Pfizer bought the company for $43 billion last year. The firm held a nearly 25% stake in Seagen and reaped about $10 billion in proceeds when the acquisition closed in December. It gave back most of that to its investors earlier this year, people familiar with the matter said, in what was one of the industry’s largest ever returns of capital.
Big-ticket takeovers and scientific advances like gene-editing helped make biotech investing a hot hedge-fund strategy last year. A healthcare stock-picking index gained 13.3% in 2023, according to hedge-fund research firm PivotalPath, outpacing the 7.6% rise in a broader industry index.
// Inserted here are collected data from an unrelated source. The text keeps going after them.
PR #4614, opened 2023-12-08
refactor(deploymentmonitor): Configure SpinnakerRetrofitErrorHandler for DeploymentMonitorService

Pranav-b-7:
### Changes Made

- 	Configured the error handler for the Retrofit client, DeploymentMonitorService, with SpinnakerRetrofitErrorHandler.
- 	Modified catch blocks with RetrofitError to use Spinnaker*Exception, aligning with the upcoming Retrofit version upgrade to retrofit2.x.

### Purpose
This PR represents foundational work for upgrading the Retrofit version to retrofit2.x, paving the way for future improvements and compatibility.
### Behavioural Changes

- The significant modification involves updating catch blocks, resulting in a change in the format of logger messages. This aligns with the anticipated modifications discussed in the related PR: https://github.com/spinnaker/orca/pull/4608 , which talks about the broader context related to this change.
- Additionally, when the error response body is null, an appropriate error message will be printed in the logger.

### DIFF
--- a/orca-clouddriver/src/main/java/com/netflix/spinnaker/orca/clouddriver/tasks/monitoreddeploy/MonitoredDeployBaseTask.java
+++ b/orca-clouddriver/src/main/java/com/netflix/spinnaker/orca/clouddriver/tasks/monitoreddeploy/MonitoredDeployBaseTask.java
@@ -16,10 +16,12 @@
 
 package com.netflix.spinnaker.orca.clouddriver.tasks.monitoreddeploy;
 
-import com.google.common.io.CharStreams;
+import com.fasterxml.jackson.databind.ObjectMapper;
 import com.netflix.spectator.api.Registry;
 import com.netflix.spinnaker.config.DeploymentMonitorDefinition;
 import com.netflix.spinnaker.kork.annotations.VisibleForTesting;
+import com.netflix.spinnaker.kork.retrofit.exceptions.SpinnakerHttpException;
+import com.netflix.spinnaker.kork.retrofit.exceptions.SpinnakerServerException;
 import com.netflix.spinnaker.orca.api.pipeline.RetryableTask;
 import com.netflix.spinnaker.orca.api.pipeline.TaskResult;
 import com.netflix.spinnaker.orca.api.pipeline.models.ExecutionStatus;
@@ -31,19 +33,13 @@ import com.netflix.spinnaker.orca.deploymentmonitor.models.DeploymentStep;
 import com.netflix.spinnaker.orca.deploymentmonitor.models.EvaluateHealthResponse;
 import com.netflix.spinnaker.orca.deploymentmonitor.models.MonitoredDeployInternalStageData;
 import com.netflix.spinnaker.orca.deploymentmonitor.models.StatusExplanation;
-import java.io.InputStreamReader;
-import java.nio.charset.StandardCharsets;
 import java.time.Duration;
 import java.util.*;
 import java.util.concurrent.TimeUnit;
-import java.util.stream.Collectors;
 import javax.annotation.Nonnull;
 import javax.annotation.Nullable;
 import org.slf4j.Logger;
 import org.slf4j.LoggerFactory;
-import retrofit.RetrofitError;
-import retrofit.client.Header;
-import retrofit.client.Response;
 
 public class MonitoredDeployBaseTask implements RetryableTask {
   static final int MAX_RETRY_COUNT = 3;
@@ -52,6 +48,7 @@ public class MonitoredDeployBaseTask implements RetryableTask {
   private DeploymentMonitorServiceProvider deploymentMonitorServiceProvider;
   private final Map<EvaluateHealthResponse.NextStepDirective, String> summaryMapping =
       new HashMap<>();
+  ObjectMapper objectMapper = new ObjectMapper();
 
   MonitoredDeployBaseTask(
       DeploymentMonitorServiceProvider deploymentMonitorServiceProvider, Registry registry) {
@@ -138,12 +135,12 @@ public class MonitoredDeployBaseTask implements RetryableTask {
 
     try {
       return executeInternal(stage, monitorDefinition);
-    } catch (RetrofitError e) {
+    } catch (SpinnakerServerException e) {
       log.warn(
           "HTTP Error encountered while talking to {}->{}, {}}",
           monitorDefinition,
           e.getUrl(),
-          getRetrofitLogMessage(e.getResponse()),
+          getErrorMessage(e),
           e);
 
       return handleError(stage, e, true, monitorDefinition);
@@ -269,28 +266,26 @@ public class MonitoredDeployBaseTask implements RetryableTask {
   }
 
   @VisibleForTesting
-  String getRetrofitLogMessage(Response response) {
-    if (response == null) {
+  String getErrorMessage(SpinnakerServerException spinnakerException) {
+    if (!(spinnakerException instanceof SpinnakerHttpException)) {
       return "<NO RESPONSE>";
     }
 
-    String body = "";
-    String status = "";
-    String headers = "";
+    SpinnakerHttpException httpException = (SpinnakerHttpException) spinnakerException;
 
     try {
-      status = String.format("%d (%s)", response.getStatus(), response.getReason());
-      body =
-          CharStreams.toString(
-              new InputStreamReader(response.getBody().in(), StandardCharsets.UTF_8));
-      headers =
-          response.getHeaders().stream().map(Header::toString).collect(Collectors.joining("\n"));
+      String body = "";
+      if (httpException.getResponseBody() != null) {
+        body = objectMapper.writeValueAsString(httpException.getResponseBody());
+      } else {
+        body = "Failed to serialize the error response body";
+      }
+      return String.format("headers: %s\nresponse body: %s", httpException.getHeaders(), body);
     } catch (Exception e) {
-      log.error(
-          "Failed to fully parse retrofit error while reading response from deployment monitor", e);
+      log.error("Failed to fully serialize http error response details", e);
     }
 
-    return String.format("status: %s\nheaders: %s\nresponse body: %s", status, headers, body);
+    return "headers: \nresponse body: ";
   }
 
   private boolean shouldFailOnError(StageExecution stage, DeploymentMonitorDefinition definition) {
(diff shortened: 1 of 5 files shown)


orca-clouddriver/src/test/groovy/com/netflix/spinnaker/orca/clouddriver/tasks/monitoreddeploy/EvaluateDeploymentHealthTaskSpec.groovy
```diff
@@ -45,7 +52,7 @@ class EvaluateDeploymentHealthTaskSpec extends Specification {
     given:
```
kirangodishala, line 52: though underlying exceptions at present are retrofit, wouldn't it be meaningful to change  "retrofit errors" to SpinnakerServerExceptions in the test name?

orca-clouddriver/src/main/java/com/netflix/spinnaker/orca/clouddriver/tasks/monitoreddeploy/MonitoredDeployBaseTask.java
```diff
@@ -269,28 +266,24 @@ private MonitoredDeployStageData getStageContext(StageExecution stage) {
...
 
     try {
-      status = String.format("%d (%s)", response.getStatus(), response.getReason());
-      body =
-          CharStreams.toString(
-              new InputStreamReader(response.getBody().in(), StandardCharsets.UTF_8));
-      headers =
-          response.getHeaders().stream().map(Header::toString).collect(Collectors.joining("\n"));
+      String body =
+          Optional.ofNullable(objectMapper.writeValueAsString(httpException.getResponseBody()))
```
dbyron-sf, line 278: The null check doesn't quite seem in the right place here.  It's `httpException.getResponseBody()` that could be null here.

orca-clouddriver/src/main/java/com/netflix/spinnaker/orca/clouddriver/tasks/monitoreddeploy/MonitoredDeployBaseTask.java
```diff
@@ -269,28 +266,24 @@ private MonitoredDeployStageData getStageContext(StageExecution stage) {
...
+              .orElse("");
+      return String.format("headers: %s\nresponse body: %s", httpException.getHeaders(), body);
```
dbyron-sf, line 280: I'm somehow nervous about including an empty body when there might not be one.  If the response was present, but wasn't json, I'd like to make that clear somehow.

orca-clouddriver/src/main/java/com/netflix/spinnaker/orca/clouddriver/tasks/monitoreddeploy/MonitoredDeployBaseTask.java
```diff
@@ -269,28 +266,24 @@ private MonitoredDeployStageData getStageContext(StageExecution stage) {
...
     } catch (Exception e) {
       log.error(
-          "Failed to fully parse retrofit error while reading response from deployment monitor", e);
+          "Failed to fully parse http response while reading response from deployment monitor", e);
```
dbyron-sf, line 283: I don't think there's any parsing here, nor any response reading.  We're serializing some json.

orca-clouddriver/src/test/groovy/com/netflix/spinnaker/orca/clouddriver/tasks/monitoreddeploy/EvaluateDeploymentHealthTaskSpec.groovy
```diff
@@ -198,6 +205,50 @@ class EvaluateDeploymentHealthTaskSpec extends Specification {
     false              | null             || ExecutionStatus.FAILED_CONTINUE
   }
 
+  def "should return status as RUNNING when SpinnakerHttpException is thrown"() {
```
dbyron-sf, line 208: Possible to add this test before the code change so we can see any change in behavior?

orca-clouddriver/src/main/java/com/netflix/spinnaker/orca/clouddriver/tasks/monitoreddeploy/MonitoredDeployBaseTask.java
Pranav-b-7: Addressed the null check for `httpException.getResponseBody()` .

orca-clouddriver/src/main/java/com/netflix/spinnaker/orca/clouddriver/tasks/monitoreddeploy/MonitoredDeployBaseTask.java
Pranav-b-7: Modified the log statement to **Failed to fully read http error response details**

orca-clouddriver/src/main/java/com/netflix/spinnaker/orca/clouddriver/tasks/monitoreddeploy/MonitoredDeployBaseTask.java
Pranav-b-7: Even before this PR, the code would still return empty body headers and status, in case of any parse/read failures.

If we are planning to change this behaviour, I think we have to add a test case before this modifications to demonstrate the behavioural change.

orca-clouddriver/src/test/groovy/com/netflix/spinnaker/orca/clouddriver/tasks/monitoreddeploy/EvaluateDeploymentHealthTaskSpec.groovy
Pranav-b-7: I think there is no change in the behaviour here. This test case is to verify if the execute() method returns status as RUNNING when SpinnakerHttpException is thrown. This was the same case even with RetrofitError as well.

dbyron-sf: Without having the test before the code change, it's hard to see that.

orca-clouddriver/src/main/java/com/netflix/spinnaker/orca/clouddriver/tasks/monitoreddeploy/MonitoredDeployBaseTask.java
```diff
@@ -269,28 +266,24 @@ private MonitoredDeployStageData getStageContext(StageExecution stage) {
...
-          response.getHeaders().stream().map(Header::toString).collect(Collectors.joining("\n"));
+      String body = "";
+      if (httpException.getResponseBody() != null) {
+        body = objectMapper.writeValueAsString(httpException.getResponseBody());
+      }
+      return String.format("headers: %s\nresponse body: %s", httpException.getHeaders(), body);
     } catch (Exception e) {
-      log.error(
-          "Failed to fully parse retrofit error while reading response from deployment monitor", e);
+      log.error("Failed to fully read http error response details", e);
```
dbyron-sf, line 283:
```suggestion
      log.error("Failed to serialize http error response details", e);
```

orca-clouddriver/src/main/java/com/netflix/spinnaker/orca/clouddriver/tasks/monitoreddeploy/MonitoredDeployBaseTask.java
Pranav-b-7: A new specific exception handler is introduced to manage JsonProcessing during the serialization of the HTTP error body

orca-clouddriver/src/test/groovy/com/netflix/spinnaker/orca/clouddriver/tasks/monitoreddeploy/EvaluateDeploymentHealthTaskSpec.groovy
Pranav-b-7: With reference to this comment : https://github.com/spinnaker/orca/pull/4617#discussion_r1434434134 , moved this test case to a separate commit for a better understanding .

orca-clouddriver/src/main/java/com/netflix/spinnaker/orca/clouddriver/tasks/monitoreddeploy/MonitoredDeployBaseTask.java
Pranav-b-7: The error log is now is now reword to : "Failed to serialize http error response details"

orca-clouddriver/src/main/java/com/netflix/spinnaker/orca/clouddriver/tasks/monitoreddeploy/MonitoredDeployBaseTask.java
dbyron-sf: I'm talking about something different.  With SpinnakerHttpException, getResponseBody is null if the response isn't json whereas RetrofitError provided access to the response body in this case.

orca-clouddriver/src/test/groovy/com/netflix/spinnaker/orca/clouddriver/tasks/monitoreddeploy/EvaluateDeploymentHealthTaskSpec.groovy
```diff
@@ -198,6 +203,50 @@ class EvaluateDeploymentHealthTaskSpec extends Specification {
     false              | null             || ExecutionStatus.FAILED_CONTINUE
   }
 
+  def "should return status as RUNNING when Retrofit http error is thrown"() {
```
dbyron-sf: Since the code changes are happening in MonitoredDeployBaseTask, is it possible to add additional coverage to MonitoredDeployBaseTaskTest?  Is there anything specific to EvaluateDeploymentHealthTaskSpec that's important? 
 As well, MonitoredDeployBaseTaskTest is java and I'd much rather add more java code than groovy.

Pranav-b-7: The EvaluateDeploymentHealthTask is one of the child class of MonitoredDeployBaseTask . 
The executeInternal() method is overridden in this child class , and the there is also a call to evaluateHealth API in this method.
This API call is what we are mocking in the test case. So, I think this test case is more specific to EvaluateDeploymentHealthTask. 
Moving this to MonitoredDeployBaseTaskTest would make it more complex , because it requires lots of mocking

orca-clouddriver/src/main/java/com/netflix/spinnaker/orca/clouddriver/tasks/monitoreddeploy/MonitoredDeployBaseTask.java
Pranav-b-7: Changes added : when the error response body is null, an appropriate error message will be printed in the logger.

Baker Bros.’s flagship fund gained roughly 19% in 2023, some of the people said.
The Bakers, known for being intensely private, are a throwback to a leaner, freewheeling style of hedge-fund investing. While today’s most sought-after hedge funds divvy money up across battalions of traders, Baker Bros. employed around 18 investment professionals to manage about $22 billion in assets at the end of 2023, regulatory filings show.
Other hedge-fund chiefs minimize risk by avoiding concentrated bets. At Baker Bros., Seagen accounted for about half of the value of its publicly disclosed stockholdings at the end of September. That approach often comes with volatility, especially in a boom-or-bust sector like biotech.